“Well,” replied Villiers, “he was an old college friend of mine.”
“You don’t say so? Have you ever seen his wife?”
“No, I haven’t. I have lost sight of Herbert for many years.”
“It’s queer, isn’t it, parting with a man at the college gate or at Paddington, seeing nothing of him for years, and then finding him pop up his head in such an odd place. But I should like to have seen Mrs. Herbert; people said extraordinary things about her.”
“What sort of things?”
“Well, I hardly know how to tell you. Everyone who saw her at the police court said she was at once the most beautiful woman and the most repulsive they had ever set eyes on. I have spoken to a man who saw her, and I assure you he positively shuddered as he tried to describe the woman, but he couldn’t tell why. She seems to have been a sort of enigma; and I expect if that one dead man could have told tales, he would have told some uncommonly queer ones. And there you are again in another puzzle; what could a respectable country gentleman like Mr. Blank (we’ll call him that if you don’t mind) want in such a very queer house as Number 20? It’s altogether a very odd case, isn’t it?”
“It is indeed, Austin; an extraordinary case.

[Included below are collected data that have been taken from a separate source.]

PR #3611, opened 2026-07-07
[MNT] Use Agg backend in shapelet plotting tests

TonyBagnall:
Fixes flaky _tkinter.TclError: invalid command name tcl_findLibrary in overnight CI runs by switching to the non-interactive Agg backend, matching every other visualisation test module.


patrickzib (approved):
LGTM

PR #3612, opened 2026-07-07
[BUG] Fix nightly tests related to SFA failing

patrickzib:
Nightly tests occasionally fail due to errors with sfa.
See: https://github.com/aeon-toolkit/aeon/actions/runs/28651558930/job/84970580199?pr=3602

The root cause is likely related to division by zero and numba handing NaN values incorrectly when using fastmath.

Fixes:
- Change to fastmath={"contract"} for MCB discretization
- Fix division by zero for dynamic alphabet computation


TonyBagnall:
I'll just run this with the full suite

TonyBagnall (approved):
LGTM thanks

PR #3553, opened 2026-06-22
[ENH] add time series agglomerative clusterer

SotonSweetXss:
#### Reference Issues/PRs
Fixes #3433 . See also #1241 

#### What does this implement/fix? Explain your changes.
A `TimeSeriesAgglomerative` has been implemented by using `aeon` to compute a pairwise time series distance matrix (e.g. Euclidean distance, DTW or MSM), and then applying scikit-learn’s `AgglomerativeClustering` algorithm to this pre-computed distance matrix. It supports single-linkage, complete-linkage and average-linkage clustering, but does not support Ward’s linkage clustering, as this method is incompatible with any pre-computed time series distance.

#### Does your contribution introduce a new dependency? If yes, which one?
no, Based entirely on sklearn and Aeon

#### Any other comments?
I will first submit the interface for this level of clustering; if it is approved, I will subsequently add code for reliability verification in `aeon\clustering\test`.

##### For all contributions
- [x] I've added myself to the [list of contributors](https://github.com/aeon-toolkit/aeon/blob/main/.all-contributorsrc). Alternatively, you can use the [@all-contributors](https://allcontributors.org/docs/en/bot/usage) bot to do this for you **after** the PR has been merged.
- [x] The PR title starts with either [ENH], [MNT], [DOC], [BUG], [REF], [DEP] or [GOV] indicating whether the PR topic is related to enhancement, maintenance, documentation, bugs, refactoring, deprecation or governance.

##### For new estimators and functions
- [ ] I've added the estimator/function to the online [API documentation](https://www.aeon-toolkit.org/en/latest/api_reference.html).
- [ ] (OPTIONAL) I've added myself as a `__maintainer__` at the top of relevant files and want to be contacted regarding its maintenance. Unmaintained files may be removed. This is for the full file, and you should not add yourself if you are just making minor changes or do not want to help maintain its contents.

##### For developers with write access
- [ ] (OPTIONAL) I've updated aeon's [CODEOWNERS](https://github.com/aeon-toolkit/aeon/blob/main/CODEOWNERS) to receive notifications about future changes to these files.

Issue #2477, opened 2024-12-31
[ENH] Implementing DBSCAN


aryanpola:
### Describe the feature or idea you want to propose

We currently do not have a sub-module for density-based clustering. This issue is for implementing Density-Based Spatial Clustering of Applications with Noise (DBSCAN).

### Describe your proposed solution

Paper Reference: https://cdn.aaai.org/KDD/1996/KDD96-037.pdf

Scikit-learn for reference: https://github.com/scikit-learn/scikit-learn/blob/main/sklearn/cluster/_dbscan.py

### Additional context

The `scikit-learn` implementation cannot `predict`. This does not fit with our interface.

aryanpola:
@aeon-actions-bot assign @aryanpola

SebastianSchmidl:
DBSCAN is already implemented in sklearn, and aeon depends on sklearn. Why do we need to re-implement it directly in aeon?

aryanpola:
The clustering examples had a graph contained all the clustering sub-modules which includes density based, so figured why not implement it in aeon.
I'll close this if it's unnecessary.
Thanks for checking!

MatthewMiddlehurst:
Agreed that unless there is some reason the sklearn version wont work (or is insufficient in any other way) that theres no need to have it here really. Any thoughts @chrisholder ?

TonyBagnall:
the problem with dbscan is that it does not have a predict, i.e. it can only cluster train data. I'm not sure of the best way to deal with this. I'll have a go with the scikit learn version

aryanpola:
> the problem with dbscan is that it does not have a predict, i.e. it can only cluster train data. I'm not sure of the best way to deal with this. I'll have a go with the scikit learn version

Yep, not having a predict function makes it a lot more difficult to cluster the newer points into the existing clusters (requires reevaluation of the model).
I'll close the issue then.

TonyBagnall:
we cannot use DBSCAN in scikit directly, as it requires 2D numpy. We could wrap for unvariate and squash, but it would not work with multivariate. once #3613 is in we can port this in

Issue #1241, opened 2024-02-24
[DOC] Hierarchical, spectral, or density-based clustering using sklearn and aeon distance metrics


CodeLionX:
### Describe the issue linked to the documentation

The [clustering component](https://www.aeon-toolkit.org/en/stable/api_reference/clustering.html) in aeon currently supports only partition-based methods. However, there are also hierarchical, spectral, and density-based clustering methods [1].

### Suggest a potential alternative/fix

Using the distance metrics in aeon, we can pre-compute the distance matrix for traditional clustering methods. Some methods are already implemented in sklearn, which is a core dependency of eaon and, thus, available to users. I think we should at least link to the sklearn-clusterers in the documentation. With a bit more effort, we could provide examples on how to use sklearn's clusterers with aeon's distance measures ([here](https://www.aeon-toolkit.org/en/stable/examples/clustering/partitional_clustering.html)).

- hierarchical clustering:
  - [`sklearn.cluster.AgglomerativeClustering`](https://scikit-learn.org/stable/modules/generated/sklearn.cluster.AgglomerativeClustering.html) with `metric="precomputed"`
- density-based clustering:
  - [`sklearn.cluster.DBSCAN`](https://scikit-learn.org/stable/modules/generated/sklearn.cluster.DBSCAN.html) with `metric="precomputed"`
  -  [`sklearn.cluster.OPTICS`](https://scikit-learn.org/stable/modules/generated/sklearn.cluster.OPTICS.html)  with `metric="precomputed"`
  - Density Peaks? https://doi.org/10.1007/s10115-018-1189-7
- spectral clustering:
  - [`sklearn.cluster.SpectralClustering`](https://scikit-learn.org/stable/modules/generated/sklearn.cluster.SpectralClustering.html) with `affinity="precomputed"` and the inverse of the distance matrix (large values indicate greater similarity)

> I did not yet test this approach.

[1]: Paparrizos, John, and Luis Gravano. "Fast and Accurate Time-Series Clustering." ACM Transactions on Database Systems 42, no. 2 (2017): 8:1-8:49. https://doi.org/10.1145/3044711.

TonyBagnall:
thanks for this, we have some examples I think of using precomputed with scikit, but if its not clear it would be great if it was clearer. I would like to get density peaks in, iirc we have a java implementation.

SalmanDeveloperz:
Hey, Can i work on this issue?

SebastianSchmidl:
[...]

PR #3613, opened 2026-07-07
[ENH] Add capability:predict tag for Clustering

TonyBagnall:
Motivation

many clusterers have no  default use for fittting on unseen data (transducive clusterers). scikit simply has no predict method for these. We need to work it a bit more because of the predict/_predict model. This PR introduces a tag and tests for it in the base class. Needed for #3553 

see #1241 #2477 

What was changed:                                                                                                                                                                  
                                                                                                                                                                                     
  - Tag registry (aeon/utils/tags/\_tags.py): new capability:predict tag for the clusterer class — True means fit(X\_train); predict(X_new) is supported; False means the clusterer is 
  transductive and only fit(X)/labels_ and fit_predict(X) work.                                                                                                                      
  - BaseClusterer (aeon/clustering/base.py): defaults "capability:predict": True so every existing clusterer is unaffected. predict and predict\_proba now call a  \_check_predict\_capability() helper after the fitted-state check and raise NotImplementedError with your a message when the tag is False. fit_predict now passes y through to fit and its docstring says it is equivalent to fitting on X and returning labels_ — it never touches predict. The fitted-state check deliberately runs before the capability check so unfitted estimators still raise the standard NotFittedError that common tests expect.       
  - Tests: new MockTransductiveCluster (its\_predict raises RuntimeError if ever reached, proving fit\_predict doesn't route through predict); MockCluster.\_fit now sets labels\_ to match the base-class contract. test_base.py covers fit\_predict/labels_ equivalence, fit\_predict independence from _predict (via a call-counting clusterer), the error for tag-False clusterers, unchanged behaviour for tag-True ones, and the preserved NotFittedError. test\_agglomerative.py keeps the PR's sklearn-equivalence tests and adds fit(X).labels\_,  fit_predict determinism, and the predict/predict\_proba error tests.                                                                                                                
                                                                                                                                                                                     
  Verification: the full check_estimator suite passes for TimeSeriesAgglomerative, DummyClusterer, and TimeSeriesKMeans; the whole clustering module (575 tests, deep learning       
  excluded), aeon/utils (556 tests), estimator-checking/mock tests (304), and the new class's docstring example all pass locally.


aeon/clustering/tests/test_base.py
```diff
@@ -63,3 +64,80 @@ def test_base_clusterer():
...
+def test_fit_predict_returns_labels():
+    """Test fit_predict returns the same labels as fit(X).labels_."""
+    X = np.random.random(size=(10, 1, 20))
+
+    fitted = MockTransductiveCluster().fit(X)
+    labels = MockTransductiveCluster().fit_predict(X)
+    assert np.array_equal(labels, fitted.labels_)
+
+    fitted = MockCluster().fit(X)
+    labels = MockCluster().fit_predict(X)
```
patrickzib: Just a comment: 

What is the general contract of calling `fit_predict` after `fit`? 
Should the second call to `fit_predict` refit a clusterer or keep the fitted one? 

And if refitted: should both always yield the same clustering? For k-means this would not be true.

aeon/clustering/tests/test_base.py
```diff
@@ -63,3 +64,80 @@ def test_base_clusterer():
...
+    assert np.array_equal(labels, fitted.labels_)
+
+
+def test_fit_predict_does_not_call_predict():
+    """Test fit_predict does not route through predict/_predict."""
+    X = np.random.random(size=(10, 1, 20))
+
+    clst = _CountingClusterer()
+    clst.fit_predict(X)
+    assert clst.predict_calls == 0
```
patrickzib: Is there a general contract that `_predict` must  not be called whenever `fit_predict` is called?

I do not understand what is tested here. The code tests the concrete implementation of `_CountingClusterer`, which was, however, defined just before.

aeon/clustering/tests/test_base.py
```diff
@@ -63,3 +64,80 @@ def test_base_clusterer():
...
+    clst = MockTransductiveCluster()
+
+    assert not clst.get_tag("capability:predict")
+
+    # unfitted estimators still raise the standard fitted-state error
+    with pytest.raises(NotFittedError, match="has not been fitted"):
+        clst.predict(X)
+
+    clst.fit(X)
+    msg = (
```
patrickzib: maybe just check for just `does not support out-of-sample prediction` and not the full message like below in the other tests?

aeon/clustering/tests/test_base.py
TonyBagnall: fit_predict should refit, for non deterministic clusterers they could be different. But this is not what the test is for. It is calling fit and fit_predict on two separate instances of a deterministic clusterer. Now could the test be more tightly defined? I guess so, I pay less attention to the test definitions than you. comment should say
 
 """Test base fit_predict returns labels_ from the fit it performs.""

aeon/clustering/tests/test_base.py
TonyBagnall: well there is an unnecessary first bit for sure, but the test is valid.

aeon/clustering/tests/test_base.py
TonyBagnall: really dont like coverage tests?

TonyBagnall: Done — it now matches just does not support out-of-sample prediction, consistent with the other tests and robust to any rewording of the guidance text that follows.

TonyBagnall:
so my bot say this below and has rewritten the test, hopefully more to your liking, Are you ok with the actual changes @patrickzib? Its a design issue more than a testing style issue 


Good questions, and you're right the test was loosely defined. The contract is that fit_predict(X) is fit(X) then return labels_, so it always refits — and for a non-deterministic clusterer (k-means being the obvious case) two separate fits need not agree, which is exactly why comparing two separate instances was fragile. I've rewritten it to test the contract directly on a single instance: fit_predict(X)    returns labels_ from the fit it just performed, never predict(X). MockTransductiveCluster makes it discriminating — its labels_ are a known alternating 0/1 pattern and its _predict raises, so matching that  pattern shows fit_predict returned labels_ rather than routing through predict. 

Agreed the _CountingClusterer was unnecessary. The property under test is the one documented on fit_predict: it must not route through _predict, so it stays valid for transductive clusterers. I've removed the counting clusterer and now test that directly with MockTransductiveCluster, whose _predict raises — fit_predict completing instead of erroring proves _predict was never called. That's the whole test now, with a docstring saying exactly that.


What changed in test_base.py                                                                                                                                                                                     
                                                                                                                                                                                                                   
  - test_fit_predict_returns_labels → rewritten as test_fit_predict_returns_labels_from_its_own_fit: tests the real contract on a single instance (returns labels_ from the fit it performs, not predict(X)), using
  the transductive mock's known 0/1 pattern as the discriminating check — no reliance on "two separate fits agree."                                                                                                
  - test_fit_predict_does_not_call_predict → replaced by test_fit_predict_valid_without_predict_capability: _CountingClusterer deleted; now uses MockTransductiveCluster (whose _predict raises), so fit_predict   
  completing proves _predict was never called.                                                                                                                                                                     
  - test_predict_without_capability_raises: matches only does not support out-of-sample prediction.                                                                                                                
  - Every test got a docstring explaining what it verifies; redundant import numpy.random removed.

patrickzib:
> Good questions, and you're right the test was loosely defined. 
> 
> Agreed the _CountingClusterer was unnecessary. 

Love it that agents are so affirmative :)

Thank you. I'll check again this afternoon.

aeon/clustering/tests/test_base.py
patrickzib: No, the coverage test was fine. 

My comment was just about checking for a full string, which is not very flexible in case of rewording, as you noted :) 

I'll check the full PR later on.

chrisholder (approved):

PR #3614, opened 2026-07-07
[BUG] AutoARIMA: respect max_d in the differencing loop

### LINKED ISSUE #3577: [BUG] AutoARIMA(max_d=0) can still select one order of differencing

CedricConday:
Fixes #3577.

The non-seasonal differencing loop used `self.d_ <= self.max_d`, so it could enter when `d_ == max_d`, apply one more `np.diff`, and set `d_` past the configured maximum — with `max_d=0` it still produced `d_=1`. Changed the guard to `self.d_ < self.max_d`.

I didn’t think, when I asked you about my old friend, I should strike on such strange metal. Well, I must be off; good-day.”
Villiers went away, thinking of his own conceit of the Chinese boxes; here was quaint workmanship indeed.
IV
THE DISCOVERY IN PAUL STREET
A few months after Villiers’ meeting with Herbert, Mr. Clarke was sitting, as usual, by his after-dinner hearth, resolutely guarding his fancies from wandering in the direction of the bureau. For more than a week he had succeeded in keeping away from the “Memoirs,” and he cherished hopes of a complete self-reformation; but, in spite of his endeavours, he could not hush the wonder and the strange curiosity that the last case he had written down had excited within him. He had put the case, or rather the outline of it, conjecturally to a scientific friend, who shook his head, and thought Clarke getting queer, and on this particular evening Clarke was making an effort to rationalize the story, when a sudden knock at the door roused him from his meditations.

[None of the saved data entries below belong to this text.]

PR #3615, opened 2026-07-07
[BUG] NaiveForecaster: validate seasonal_period for strategy='seasonal_last'

### LINKED ISSUE #3576: [BUG] NaiveForecaster should validate seasonal_period for strategy="seasonal_last"
### Describe the bug

NaiveForecaster._predict uses:

period = y_squeezed[-self.seasonal_period :]
idx = (self.horizon - 1) % self.seasonal_period
return period[idx]

There is no validation that seasonal_period is a positive integer or that there are enough observations to index the requested season. That can give low-level ZeroDivisionError or IndexError rather than a clear parameter error

import numpy as np
from aeon.forecasting import NaiveForecaster

y = np.arange(5.0)

NaiveForecaster(strategy="seasonal_last", seasonal_period=0).predict(y)
# ZeroDivisionError: integer modulo by zero

NaiveForecaster(strategy="seasonal_last", seasonal_period=10, horizon=10).predict(y)
# IndexError, because period has length 5 but idx can be 9

### Expected results

```python
import numpy as np
from aeon.forecasting import NaiveForecaster

y = np.arange(5.0)

NaiveForecaster(strategy="seasonal_last", seasonal_period=0).predict(y)
# ZeroDivisionError: integer modulo by zero

NaiveForecaster(strategy="seasonal_last", seasonal_period=10, horizon=10).predict(y)
# IndexError, because period has length 5 but idx can be 9
```

### Actual results

ZeroDivisionError: integer modulo by zero

### Suggested fix

check and raise value error

### Versions

_No response_

CedricConday:
Fixes #3576.

`NaiveForecaster._predict` with `strategy='seasonal_last'` did no validation on `seasonal_period`, so `seasonal_period=0` raised a low-level `ZeroDivisionError` (modulo by zero) and a period larger than the series raised `IndexError`. Added two guards that raise a clear `ValueError`: reject non-positive/non-integer periods, and reject a period exceeding the number of observations.

Added `test_naive_seasonal_last_validates_seasonal_period` covering `0`, `-1`, `None`, and an over-long period. Verified it fails on the unfixed code (`ZeroDivisionError`) and passes with the guards; full `test_base.py` green (24 passed); pre-commit clean.

*AI disclosure: written with AI assistance (Claude); I reviewed, ran, and verified every line and the test behaviour myself.*

### DIFF
--- a/aeon/forecasting/_naive.py
+++ b/aeon/forecasting/_naive.py
@@ -55,6 +55,19 @@ class NaiveForecaster(
         elif self.strategy == "mean":
             return np.mean(y_squeezed)
         elif self.strategy == "seasonal_last":
+            if (
+                not isinstance(self.seasonal_period, (int, np.integer))
+                or self.seasonal_period < 1
+            ):
+                raise ValueError(
+                    "seasonal_period must be a positive integer for "
+                    f"strategy='seasonal_last', got {self.seasonal_period!r}."
+                )
+            if self.seasonal_period > len(y_squeezed):
+                raise ValueError(
+                    f"seasonal_period ({self.seasonal_period}) cannot exceed the "
+                    f"number of observations ({len(y_squeezed)})."
+                )
             period = y_squeezed[-self.seasonal_period :]
             idx = (self.horizon - 1) % self.seasonal_period
             return period[idx]
--- a/aeon/forecasting/_naive.py
+++ b/aeon/forecasting/_naive.py
@@ -27,7 +27,6 @@ class NaiveForecaster(
             - "last" predicts the last value of the input series for all horizon steps.
             - "mean": predicts the mean of the input series for all horizon steps.
             - "seasonal_last": predicts the last season value in the training series.
-              Returns np.nan if the effective seasonal data is empty.
     seasonal_period : int, default=1
         The seasonal period to use for the "seasonal_last" strategy.
         E.g., 12 for monthly data with annual seasonality.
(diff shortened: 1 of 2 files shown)


TonyBagnall (changes requested):
Thanks, this is fixes #3576.

One small validation issue before merge: bool is a subclass of int, so the current check accepts seasonal_period=True and treats it as 1. I think we should reject bools explicitly, consistent with the existing horizon validation tests.

Something like:

if (
    isinstance(self.seasonal_period, (bool, np.bool_))
    or not isinstance(self.seasonal_period, (int, np.integer))
    or self.seasonal_period < 1
):
    raise ValueError(...)

Please also add True to the invalid-period test cases.

Two minor cleanups: the over-long-period test would better reproduce the original issue if it used a horizon large enough to trigger the old IndexError, and the seasonal_last docstring still says it returns np.nan for empty effective seasonal data, which no longer matches the new validation behaviour.

CedricConday:
Thanks @TonyBagnall — all four addressed:

- **bool subclass:** validation now rejects `bool`/`np.bool_` explicitly before the int check, so `seasonal_period=True` no longer sneaks through as `1`.
- **test:** added `True` to the invalid-period cases.
- **over-long-period test:** now uses `horizon=15`, which would have overflowed the effective period and raised the original `IndexError` under the old code — so it reproduces #3576 before hitting the new `cannot exceed` guard.
- **docstring:** dropped the stale `np.nan`-on-empty line, since invalid/empty seasonal data now raises rather than returning `np.nan`.

(Heads up: I couldn't run the suite locally due to a NumPy 2.5 / numba ABI clash in my env, so I'm leaning on CI here.)

TonyBagnall (approved):
lgtm, thanks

“Mr. Villiers to see you sir.”
“Dear me, Villiers, it is very kind of you to look me up; I have not seen you for many months; I should think nearly a year. Come in, come in. And how are you, Villiers? Want any advice about investments?”

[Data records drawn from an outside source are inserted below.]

PR #106, opened 2021-04-28
gyp: use keys in calls to sorted

nwhetsell:
This replaces uses of the `cmp` parameter of `sorted` (which was removed in Python 3) with either the `key` parameter, or no parameter where `key` seems redundant. This also encodes Unicode strings before hashing them (which is needed in Python 3).

Fixes: https://github.com/nodejs/node-gyp/issues/2101

### DIFF
--- a/pylib/gyp/xcodeproj_file.py
+++ b/pylib/gyp/xcodeproj_file.py
@@ -138,7 +138,9 @@ a project file is output.
 """
 
 import gyp.common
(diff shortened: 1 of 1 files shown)


ryzokuken (approved):

nwhetsell:
Is there anything I can do to help get this merged?

gengjiawen:
thanks for the contribution :)

PR #115, opened 2021-08-09
fix: .S is an extension for asm file on Windows

zcbenz:
OpenSSL use `.S` extension for asm files and the ninja generator does not recognize it on Windows.

### DIFF
--- a/pylib/gyp/generator/ninja.py
+++ b/pylib/gyp/generator/ninja.py
@@ -1221,7 +1221,7 @@ class NinjaWriter:
                 command = "cc_s"
             elif (
                 self.flavor == "win"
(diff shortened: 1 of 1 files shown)


zcbenz:
For POSIX systems ninja uses `cc` instead of `asm` for `.S` files and it has been working fine, so I'm not touching that part.

gengjiawen (approved):

ryzokuken (approved):
Thanks!

gengjiawen:
> OpenSSL use `.S` extension for asm files and the ninja generator does not recognize it on Windows.

V8 use it too. Looks like a common pattern for asm for windows.

PR #118, opened 2021-08-13
windows related fix

gengjiawen:
Partly revert https://github.com/nodejs/gyp-next/commit/4d0f93c249286d1f0c0f665f5fe7346119f98cf1 for windows issue. See https://github.com/nodejs/node-gyp/pull/2481.

And add related github action to prevent future regression.

@cclauss @rvagg

### DIFF
--- a/.github/workflows/node-gyp.yml
+++ b/.github/workflows/node-gyp.yml
@@ -8,6 +8,8 @@ jobs:
       fail-fast: false
       matrix:
         os: [macos-latest, ubuntu-latest, windows-latest]
+        python: [3.6, 3.9]
+
     runs-on: ${{ matrix.os }}
     steps:
       - name: Clone gyp-next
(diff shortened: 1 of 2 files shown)


rvagg:
I really have no idea and am not the right person to 👍 this. I assume this fixes CI? I don't know what the implications for the cp1251 change are. @cclauss: are we risking some edge we're not accounting for properly?

ryzokuken (approved):
RSLGTM, but I agree with @rvagg that we should verify this via tests of have someone test it manually on the platform.

gengjiawen:
> I assume this fixes CI? I don't know what the implications for the cp1251 change are.

It recently add by https://github.com/nodejs/gyp-next/commit/4d0f93c249286d1f0c0f665f5fe7346119f98cf1.
But it break our node-gyp windows test. So I also add python 3.6 to ensure gyp changes will be tested on python 3.6 too.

“No, thanks, I fancy everything I have in that way is pretty safe. No, Clarke, I have really come to consult you about a rather curious matter that has been brought under my notice of late. I am afraid you will think it all rather absurd when I tell my tale. I sometimes think so myself, and that’s just what I made up my mind to come to you, as I know you’re a practical man.”